Start the painting process. (Masked off the side molding with playing cards, ive used playing cards to mask a lot of my past projects, mainly wheels.)















Interior paint finished. (I used a heavy duty floor surface paint, similar to bed liner paint.)










I was going to use this cooler as a livewell, but as u can see, it was a little too big...ok it was WAY too big.










Building the framing for the deck. (I used 2x3's...not quite as heavy as 2x4's, but not as flimsy as 2x2's)



































The reason why i decided to frame it the way i did was because i didnt want to bolt anything to the boat and i wanted everything to be easily removable.





Thats all the pics i have for now. Keep checking in for updates.


----------



## huntinfool (Feb 11, 2011)

Looks like a good start.


----------



## LMBDave (Feb 12, 2011)

Battery box fits perfect





Started the actual decking










Might use this 23gal recycling box for the livewell


----------



## stone4140 (Feb 12, 2011)

I just purchased my first aluminum boat. But I have fished for many years from a 13ft fiberglass boat and it treated me very well. It was very stable especially after I decked it, the extra weight worked as a ballast. And and I never had to worry about leaks like I do now. But the weight is the major reason I switched. I like having outboards I can work on so getting into 40+ hp motors isn't my thing at this point. What motor are you going to put on that rig. It looks like it will be a great platform for a couple guys and even though its heavier I bet you will still be able to sneak into some pretty shallow water with that hull. Being as heavy as a car never stopped me from stirring up some muck  There is a fiberglass section on here with some modded boats I linked mine but there is one called bumble bee or something like that which is kinda like your boat..

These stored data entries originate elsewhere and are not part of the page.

Issue #1987, opened 2020-11-06
Updated github CI only runs against C++11 standard


jgopel:
When switching from Travis to github CI (roughly cba5970c), it seems like the testing for standards other than C++11 was lost.

This issue is relevant because compilers behave differently at different standards. For example, with clang 11.0.0, a pedantic build of fmt succeeds in C++11 mode but fails with the following error in C++20 mode.

```
In file included from /Users/jonathan/work/fmt/test/compile-test.cc:16:
/Users/jonathan/work/fmt/include/fmt/compile.h:518:25: error: implicit conversion changes signedness: 'long' to 'unsigned long' [-Werror,-Wsign-conversion]
  return {f, pos + (end - str.data()) + 1, ctx.next_arg_id()};
                 ~  ~~~~^~~~~~~~~~~~
/Users/jonathan/work/fmt/include/fmt/compile.h:538:31: note: in instantiation of function template specialization 'fmt::v7::detail::parse_specs<int, char>' requested here
      constexpr auto result = parse_specs<id_type>(str, POS + 2, ID);
                              ^
/Users/jonathan/work/fmt/include/fmt/compile.h:569:17: note: in instantiation of function template specialization 'fmt::v7::detail::compile_format_string<fmt::v7::detail::type_list<int>, 0, 0, FMT_COMPILE_STRING>' requested here
        detail::compile_format_string<detail::type_list<Args...>, 0, 0>(
                ^
/Users/jonathan/work/fmt/include/fmt/compile.h:648:37: note: in instantiation of function template specialization 'fmt::v7::detail::compile<int, FMT_COMPILE_STRING, 0>' requested here
  constexpr auto compiled = detail::compile<Args...>(S());
                                    ^
/Users/jonathan/work/fmt/test/compile-test.cc:140:24: note: in instantiation of function template specialization 'fmt::v7::format<FMT_COMPILE_STRING, int, 0>' requested here
  EXPECT_EQ("42", fmt::format(FMT_COMPILE("{:x}"), 0x42));
                       ^
```

I think the correct fix here is to add C++ standards to the build matrix and I would be happy to submit a PR for that work, if there's interest. If that's not palatable then I would like to see the setup should return to the way it was previously with C++11 being tested in g++-4.8, C++14 being tested in gcc-6, and C++17 being tested in gcc-8.

vitaut:
#1969

jgopel:
[...]

PR #1992, opened 2020-11-08
Add C++ standards to CI config (Linux)

alexezeder:
For Linux workflow, I added several C++ standards with excluding unsupported/excess standard for each presented compiler.
This is related to the issue https://github.com/fmtlib/fmt/issues/1987.
Also, I fixed 1 compile warning (-Werror,-Wsign-conversion) for clang++ with C++17 standard, otherwise, CI build fails.

### DIFF
--- a/.github/workflows/linux.yml
+++ b/.github/workflows/linux.yml
@@ -8,6 +8,7 @@ jobs:
     strategy:
       matrix:
         cxx: [g++-4.8, g++-8, g++-10, clang++-9]
+        standard: [11, 14, 17, 20]
         build_type: [Debug, Release]
         include:
           - cxx: clang++-9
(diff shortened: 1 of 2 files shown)


.github/workflows/linux.yml
```diff
@@ -8,13 +8,49 @@ jobs:
...
+            standard: 14
+          # does not support c++17
+          - cxx: g++-4.8
+            standard: 17
+          # does not support c++20
+          - cxx: g++-4.8
+            standard: 20
+
+          ### gcc 8
+          # has c++14 as default mode
```
darklukee, line 32: Doesn't mean someone won't use c++11 on gcc-8.
If resources aren't a constrain I wouldn't exclude it from checks.

Same comment for other excludes like this one.

alexezeder: I was just impressed by the number of configurations without any filtering.
Maybe I over-filtered them. 
But I don't know if they make any sense, for example, is it possible that c++11 on gcc-8 fails while c++11 on gcc-4.8 doesn't? It can be possible of course, because of some bugs, but if we are hunting for bugs here then this config should have a huge number of configurations.

darklukee: I see your point.
However following this though, standard shouldn't be a matrix parameter.
Check default on each compiler and have separate matrix for all cpp standards tested on newest compilers only.

alexezeder: Ok, this is a good suggestion.

alexezeder: But I think it will be better to create a new PR with the described logic because the logic here and the logic you proposed differ. I can create it, or maybe you want to do this?

jgopel:
A quick note here in case this is preferred over #1999: You may want to consider disabling C++20 support on `gcc-8` builds. `gcc-8` only has partial support for 20 and it will never fully support it. The GCC folks have kindly documented this for us here: https://gcc.gnu.org/projects/cxx-status.html.

alexezeder:
@jgopel hmm... but C++20 on gcc-8 is disabled.

I'm closing this PR. https://github.com/fmtlib/fmt/pull/1999 is better because it has additional fixes.

I think the most important thing in this PR is the idea proposed by @darklukee that standard shouldn't be a matrix parameter

Following this idea I would make a configuration with several jobs inside, like:
```
jobs:
  cxx11:
    ...

  cxx14:
    ...

  cxx17_cxx20: # it's combined because no compilers have c++17 as default standard, better be separated
    ...
```
Where the `cxx11` job should run on ubuntu 16.04 to use the lowest possible compilers: gcc-4.8 (also available on 18.04) and clang-3.5. Maybe instead of this prepared image, this job should use a Docker container with gcc-4.8 and clang-3.0. Why these compilers? Because the [documentation](https://fmt.dev/latest/index.html#portability) says:

> These are available in GCC 4.8, Clang 3.0, MSVC 19.0 (2015) and more recent compiler version. For older compilers use {fmt} version 4.x which is maintained and only requires C++98.

_Off-top: what a shame that GitHub Action doesn't support YAML anchors._

jgopel:
> @jgopel hmm... but C++20 on gcc-8 is disabled.

I totally missed the additional blocks after the gcc-4.8 block - I stand corrected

https://www.tinboats.net/forum/viewtopic.php?f=13&t=6457


----------



## LMBDave (Feb 23, 2011)

New pics, almost done with the interior.





















Starting carpet




































Finished carpet


----------



## LMBDave (Feb 23, 2011)

Ugh, stupid photobucket. Anybody know of a better photo hosting website?


----------



## PartsMan (Feb 23, 2011)

This is the one I use.
Hasn't caused me any trouble.
https://www.myhostedpics.com/


----------



## LMBDave (Mar 1, 2011)

pictures are back up and running!


----------



## mtnwkr (Mar 1, 2011)

Looks great so far... Was that your livingston I saw on Craigslist a bit ago? Nice to see someone else representing the northwest!


----------



## aluminumboatlover (Mar 2, 2011)

wow im so proud for you! mod looks great hey i live in spokane im reppin the northwest also.


----------



## PartsMan (Mar 2, 2011)

Very nice. Lots of compartments.

Recycled recycle bin! :mrgreen:


----------



## Ictalurus (Mar 2, 2011)

Looks awesome man, gonna be a sweet ride. i know you are going all electric, but what is the HP capacity of that hull?


----------



## raven174us (Mar 2, 2011)

Man props! That's some great work. You'll have to post pics from the water.


----------



## LMBDave (Mar 2, 2011)

mtnwkr said:


> Looks great so far... Was that your livingston I saw on Craigslist a bit ago? Nice to see someone else representing the northwest!




Yah that was my livingston...Still got it, ive had lots of interest, and a lot of people e-mailing telling me how cool it is, but no serious buyers yet. That livingston is SO much fun, people dont know what theyre missing.


----------



## LMBDave (Mar 2, 2011)

aluminumboatlover said:


> wow im so proud for you! mod looks great hey i live in spokane im reppin the northwest also.



Right on! Thanks man!


----------



## LMBDave (Mar 2, 2011)

Ictalurus said:


> Looks awesome man, gonna be a sweet ride. i know you are going all electric, but what is the HP capacity of that hull?



I believe it rated for 15hp, but its been reenforced so who knows? I'm probably gonna be looking for a 7-10 horse for it. All electric worked alright last year, but i need something thats gonna get me across the lake without wasting too much daylight.


----------



## LMBDave (Mar 2, 2011)

raven174us said:


> Man props! That's some great work. You'll have to post pics from the water.



Oh yah! count on it!


----------



## LMBDave (Mar 2, 2011)

PartsMan said:


> Very nice. Lots of compartments.
> 
> Recycled recycle bin! :mrgreen:



Havent decided if im actually going to be using that recycle bin, i keep going back and forth. I like it becuase its 22 gallons, it fits in that space and its got a lid that has a smaller opening in the front...The things i dont like about it are; its taller than the decking, and its not strong enough to stand on...and no built drink holders. Ugh i dunno, the whole livewell situation is frustrating to me.


----------



## SkagBass (Mar 2, 2011)

Hi Dave,

Nice build! - good to see another Washingtonian on the site. 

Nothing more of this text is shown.